EXERCISE REQUIREMENTS:
Retype only the lines at the head of the records, first through the one with "only initializes once", exactly as written.
Segment Start: PROVIDED MATERIAL
Issue #19591, opened 2023-12-26
Rework/rename/delete IMauiInitializeScopedService


PureWeen:
### Description

Currently `IMauiInitializeScopedServices` only initializes once at the application level against the root provider https://github.com/dotnet/maui/blob/39440043ce9f69f0c8f275bc5a4dd083bdae1c7e/src/Core/src/MauiContextExtensions.cs#L44 

This is somewhat confusing because right now `IMauiInitializeScopedService`, and `IMauiInitializeService`, aren't super different.  The main differences I can see are that the `IServiceProvider` passed into `IMauiInitializeScopedServices` is a `WrappedServiceProvider` that will return the `PlatformApplication` when requested and it's initialized slightly later in the life cycle (probably not at a point that's different enough to matter).

Not sure the exact approach we want to take here long term. A couple thoughts

1) Can we just get rid of the `WrappedServiceProvider` at the Application level so that `IMauiInitializeScopedServices` and `IMauiInitializeService` are basically symmetrical and then we just obsolete `IMauiInitializeScopedServices`  ?
2) Does it make sense to have an `IMauiInitializeScopedServices` that we call from `MakeWindowScope`? We already have a window factory that users can register against which would pretty much cover a scoped initialization.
Segment End: PROVIDED MATERIAL
TASK ANSWER:
Issue #19591, opened 2023-12-26
Rework/rename/delete IMauiInitializeScopedService


PureWeen:
### Description

Currently `IMauiInitializeScopedServices` only initializes once at the application level against the root provider https://github.com/dotnet/maui/blob/39440043ce9f69f0c8f275bc5a4dd083bdae1c7e/src/Core/src/MauiContextExtensions.cs#L44 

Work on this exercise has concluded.